▸ **WHAT THE TASK REQUIRES**
Line by line, count where the string "persistOnLoad" appears in the listing, then give the number of such lines alone.

● ● ●

PR #1317, opened 2017-06-24
fix(SDKManager): deprecate persist on load setting - fixes #1316

### LINKED ISSUE #1316: VRTK_SDKManager.persistOnLoad considered harmful
# What?!

`VRTK_SDKManager.persistOnLoad` is a nice shortcut to `DontDestroyOnLoad` the game object the SDK Manager is on.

● ● ●

▸ **SOLVED PROBLEM**
2